> **WHAT IS BEING ASKED**
Your answer is to be every line of the material that includes the string "opened".
-- Opening Marker --
PR #1787, opened 2016-03-31
Node.js bindings: Build bindings heeding configuration

gabrielschulhof:
This sacrifices our ability to build bindings against an existing soletta
installation identified by its pkgconfig file, because the pkgconfig file does
not contain information about the configuration options that were used when
building Soletta.

Replaces #1775.

Changes since v1:
* Liberally modify ```.config``` from ```bindings/nodejs/build-for-npm.sh```, turning on node.js bindings, and, when building for debug, then also ```-g -O0```, and turning off BUILD_TYPE_RELEASE and turning on BUILD_TYPE_DEBUG.


ceolin:
Soletta starts to build from the node bindings build ? That's the reason you change the .config manually to set DEBUG or RELEASE ? Also why are you setting these flags (`-g -O0`) ? It seems to be in the wrong place. Soletta's build should set this in debug mode.

gabrielschulhof:
@ceolin
> Soletta starts to build from the node bindings build ? That's the reason you change the .config manually to set DEBUG or RELEASE ?

Yes. There are two use cases:

0. You start with ```make <something>config``` and then you do ```make```
0. You start with ```npm install``` or ```npm install --debug```

In the latter case it is assumed that you downloaded the package from the npm repository so there's no need to worry about make install, so ```RPATH``` is set and ```.config``` is modified to ensure the node.js bindings are built. Additionally, if ```--debug``` is specified, the release build is turned off and the debug build is turned on.

> Also why are you setting these flags (```-g -O0```) ? It seems to be in the wrong place. Soletta's build should set this in debug mode.

BUILD_TYPE_DEBUG does not currently result in ```-O0``` being added to the COMMON_CFLAGS. I will modify [Makefile.vars](https://github.com/solettaproject/soletta/blob/5daa00eadbe275dbb696a749f22fd319e39d877f/tools/build/Makefile.vars#L285) to add ```-O0```.

PR #1793, opened 2016-03-31
Add http server/client json and blob nodes - v2

cabelitos:
Changes since v1:

* using sol_util_memdup()
* Removed some SOL_WRN()s in favor or error packets


cabelitos:
merged

PR #1794, opened 2016-03-31
Http sse v5

ceolin:
from v4:
- s/response_progressive/progressive_response/g
- Fix documentation
- sample's buffer is local
- the connections are handled properly on CTRL-D


barbieri:
+1, I'd just test the `SOL_STR_SLICE_LITERAL()` and if that works you can send it directly (you can force-update this PR to trigger CI to test).

Issue #1585, opened 2016-03-10
sol-fbp-runner: web inspector


barbieri:
the tool `sol-fbp-runner` provides a console inspector that will print all nodes, connections, packet send and delivery to `stdout`.

We should have `--webinspector[=0]` that changes the behavior to start an HTTP server on given port or 0 for random port (which should be printed to stdout). It would define `/events` with server-sent-events (SEE) about the current flow and export `/` as a redirect to `/static/index.html` that is served as static files to `${PREFIX}/share/soletta/webinspector/`. We can then provide some javascript and css to provide great experience, like opening an `new EventSource("/events")` in JavaScript and showing it in a table.

Currently `sol_http_server` doesn't allow us to keep connections alive after a response was sent. We need to provide that. Ideally we just get the socket ownership.

The  `--webinspector` should wait until there is a connection to `/events` before creating the flow, this way we can get all events dispatched to the inspector. We can then reject further connections on `/events` and exit the application once that connection is closed.

barbieri:
done in #1815

PR #1795, opened 2016-04-01
Fbp webinspector

barbieri:
first try, missing html/js/css.

Could you guys take a look and see with some of the designers if that could be useful for them? I'll do some static HTML/JS/CSS that will render a table with nodes and connected ports, with that I plan to put the last value and maybe plot a graph of values-over-time.

This is to address #1585


src/bin/sol-fbp-runner/main.c
```diff
@@ -120,7 +146,31 @@ parse_args(int argc, char *argv[])
...
+            break;
+#endif
+#ifdef WEB_INSPECTOR
+        case 'W':
+            if (optarg) {
+                unsigned long v;
+                char *endptr;
+
+                errno = 0;
+                v = strtoul(optarg, &endptr, 10);
```
ceolin: we have `sol_util_strtoul`  that is exported now.

src/bin/sol-fbp-runner/Makefile
```diff
@@ -3,4 +3,11 @@ bin-sol-fbp-runner-$(FBP_RUNNER) := main.c runner.c
 
 ifeq (y,$(INSPECTOR))
 bin-sol-fbp-runner-$(FBP_RUNNER) += inspector.c
+
+ifeq (y,$(HTTP_SERVER))
```
glima: I wonder if we don't want an *and ``SOL_FLOW_INSPECTOR_ENABLED``* here

src/bin/sol-fbp-runner/main.c
barbieri: that's not useful here, the regular version will do all right

src/bin/sol-fbp-runner/Makefile
barbieri: it's nested under `ifeq (y,$(INSPECTOR))` that is baaed on the same config value that results in `SOL_FLOW_INSPECTOR_ENABLED`

src/bin/sol-fbp-runner/web-inspector.c
```diff
@@ -0,0 +1,1396 @@
...
+        if (r < 0)
+            return r;
+
+        r = sol_json_serialize_string(buf, kv->value);
+        if (r < 0)
+            return r;
+
+        r = sol_buffer_append_char(buf, ']');
+        if (r < 0)
+            return r;
```
ceolin: Don't you think it's worth log this error ? Don't need to be here, can be in the top leve function, e. g. `web_inspector_will_deliver_packet`. As far as i could see the error is not spotted.

barbieri: will do the logging for these errors.

barbieri:
New version at #1802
-- Closing Marker --
> **RESPONSE AREA**
PR #1787, opened 2016-03-31
PR #1793, opened 2016-03-31
PR #1794, opened 2016-03-31
Issue #1585, opened 2016-03-10
PR #1795, opened 2016-04-01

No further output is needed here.